One of the more prominent books used in the United States for Jewish learning, almost like a Catechism, is called Jewish Literacy by Rabbi Joseph Telushkin. It’s actually the most thorough English text available on the subject of Judaism, covering 348 different subjects. It will be used as a reference and starting point for an Orthodox Christian response to all of those topics. Commenting on his perception of Christian theology he states, “In Christian theology this story of disobedience became the Original Sin with which all of mankind was permanently stained. But Jews have never regarded it with the same seriousness. It was an act of defiance, to be sure, and because it transgressed God’s command, it was a sin. But the idea that every child is born damned for that sin is alien to Jewish thought.” Judaism takes a more external and surface level perspective, but this Rabbi’s critique of “Christianity” is more so of Roman Catholic and Protestant ideas.

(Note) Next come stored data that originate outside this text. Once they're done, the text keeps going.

PR #15711, opened 2024-02-09
feat(protocol)!: reserve 2 slots for TaikoData.Transition [wait for base PR to be merged first]

dantaik:


packages/protocol/test/L1/TaikoL1LibProvingWithTiers.t.sol
```diff
@@ -786,12 +786,10 @@ contract TaikoL1LibProvingWithTiers is TaikoL1TestBase {
...
-                TaikoData.Transition memory tran = TaikoData.Transition({
-                    parentHash: parentHash,
-                    blockHash: blockHash,
-                    stateRoot: stateRoot,
-                    graffiti: 0x0
-                });
+                TaikoData.Transition memory tran;
+                tran.parentHash = parentHash;
+                tran.blockHash = blockHash;
+                tran.stateRoot = stateRoot;
```
Brechtpd, line 792: I would still use the normal struct initialization, otherwise if the struct does still change it will be tricky to track all the places it needs to be updated. (Generally it's even more gas efficient like that because I think now solidity zeros the memory first and then needs to still overwrite it anyway, but the difference is so small it doesn't really matter).

dantaik: I think in test the current approach is fine. And even if we use the "normal struct initialisation", we cannot prevent individual fields from being reassigned new values. We still have to know what shall be assigned and what shall not.

Brechtpd (approved):

packages/protocol/test/L1/TaikoL1LibProvingWithTiers.t.sol
dantaik: Closed this one to use https://github.com/taikoxyz/taiko-mono/pull/15716

PR #15712, opened 2024-02-09
feat(protocol): Cache source chain signal service storage proof

adaki2004:
As discussed moved to another PR and also only caching the outter (source chain's signal service root).


packages/protocol/contracts/signal/SignalService.sol
```diff
@@ -35,18 +35,28 @@ import "./ISignalService.sol";
 contract SignalService is AuthorizableContract, ISignalService {
     using SafeCast for uint256;
 
+    /// @dev Meaning, for this chainId A, signal service contract B, in given snapshot world state
+    /// root 'C', then here is a storage proof for that signal service.
+    mapping(
+        uint256 signalServiceChainId
+            => mapping(
+                address signalServiceAddress
+                    => mapping(bytes32 worldStateRoot => bytes signalStorageRoot)
```
Brechtpd, line 44: Do store the `signalStorageRoot` directly as a `bytes32` because that only takes up a single slot. Storing it as `bytes` requires two storage slots (the length of the array (32 bytes) + the actual storage root (32 bytes)). You can just compare against `bytes32(0)` for the non-existing case.

packages/protocol/contracts/signal/SignalService.sol
```diff
@@ -136,18 +145,31 @@ contract SignalService is AuthorizableContract, ISignalService {
             Hop memory hop = p.hops[i];
             if (hop.stateRoot == stateRoot) revert SS_INVALID_HOP_PROOF();
 
-            bytes32 label = authorizedAddresses[hop.relayerContract];
+            bytes32 label = authorizedAddresses[hop.relay];
             if (label == 0) revert SS_HOP_RELAYER_UNAUTHORIZED();
 
             uint64 hopChainId = uint256(label).toUint64();
 
+            // Do not cache hop, just the source chain's signal service storage root.
```
Brechtpd, line 153: Would cache the hops as well: https://github.com/taikoxyz/taiko-mono/pull/15683#discussion_r1484217054

packages/protocol/contracts/signal/SignalService.sol
```diff
@@ -156,16 +178,28 @@ contract SignalService is AuthorizableContract, ISignalService {
...
+
+        if (cachedRoot.length == 0) {
+            (verified, toBeCachedStorageRoot) = LibTrieProof.verifyWithAccountProof(
+                stateRoot, signalService, slot, hex"01", merkleProof, hex""
+            );
+        } else {
+            (verified, toBeCachedStorageRoot) = LibTrieProof.verifyWithAccountProof(
+                stateRoot, signalService, slot, hex"01", merkleProof, cachedRoot
+            );
+        }
```
Brechtpd, line 202: Just pass in the cached root as is, let the function do what is necessary based on its value, you already handle it anyway in `LibTrieProof`.

Brechtpd (approved):

packages/protocol/contracts/signal/SignalService.sol
```diff
@@ -35,19 +35,28 @@ import "./ISignalService.sol";
 contract SignalService is AuthorizableContract, ISignalService {
     using SafeCast for uint256;
 
+    /// @dev Meaning, for this chainId A, signal service contract B, in given snapshot world state
+    /// root 'C', then here is a storage proof for that signal service.
```
dantaik, line 39: Dani, I have a different idea of caching the info.

packages/protocol/contracts/signal/SignalService.sol
```diff
@@ -35,19 +35,28 @@ import "./ISignalService.sol";
...
+    mapping(
+        uint256 signalServiceChainId
+            => mapping(
+                address signalServiceAddress
+                    => mapping(bytes32 worldStateRoot => bytes32 signalStorageRoot)
+            )
+    ) public verifiedStorageRoots;
```
dantaik, line 46: How is this cache used then?

adaki2004: What do you mean ?
It saves at LibTrieProof the heavy on-chain calculation of the storage root.

packages/protocol/contracts/signal/SignalService.sol
adaki2004: Feel free to proceed, however you like, maybe best on a separate PR to see.

packages/protocol/contracts/signal/SignalService.sol
```diff
@@ -137,18 +145,30 @@ contract SignalService is AuthorizableContract, ISignalService {
...
+                hop.relay,
+                hop.stateRoot,
+                hop.merkleProof,
+                verifiedStorageRoots[hopChainId][hop.relay][hop.stateRoot]
             );
             stateRoot = hop.stateRoot;
         }
 
-        verifyMerkleProof(stateRoot, srcChainId, app, signal, p.merkleProof);
+        verifiedStorageRoots[srcChainId][app][stateRoot] = verifyMerkleProof(
```
dantaik, line 164: In my opinion, the underlying LibTrieProof library shall know nothing about the whole caching idea.

dantaik: I'd improve the ICrossChainSync interface and its underlying implementation to support caching of state roots from multiple chains.

adaki2004:
Closing as abandoned.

That certainly is not a fair and accurate description of the Orthodox Churches teaching regarding the consequence of the Fall. Man was created in the image and likeness of God. When man first sinned, the nature of man was changed. Men are created in the Image of God because unlike other creatures, they have a Nous, which has also been described as the “Eye of the Soul.” It is the nourisher of a man’s soul. Just as God has both essence and energy, so the soul has essence and energy. That is the image of God. When mankind disobeyed God’s commandment and brought sin into the World, the nous was blackened, darkened, and became sick by the fall. By becoming that way, the nature of man was changed, and the likeness of God in man was lost.
The Law was given to God’s people Israel before the coming of Christ as a sort of icon of the sensory, and bodily asceticism. Jesus Christ the Messiah, the incarnate Son of God, as the New Adam would come to conquer death by death, giving man the means to heal the nous and restore the likeness of God. Man can now begin the process of restoring the Nous through repentance, and participation in the Sacraments of The Orthodox Church, traversing through the three stages of spiritual life, purification, illumination, and deification.
Citations
The Orthodox Study Bible. (2008). . Thomas Nelson.
Sysoev, D. (2016). The Law Of God. Daniel Sysoev Inc.
Telushkin, J. (2008). Jewish literacy: The most important things to know about the Jewish religion, its people, and its history. William Morrow.
Vlachos, H., & Williams, E. (2017). Orthodox psychotherapy: (The science of the fathers). Birth of the Theotokos Monastery.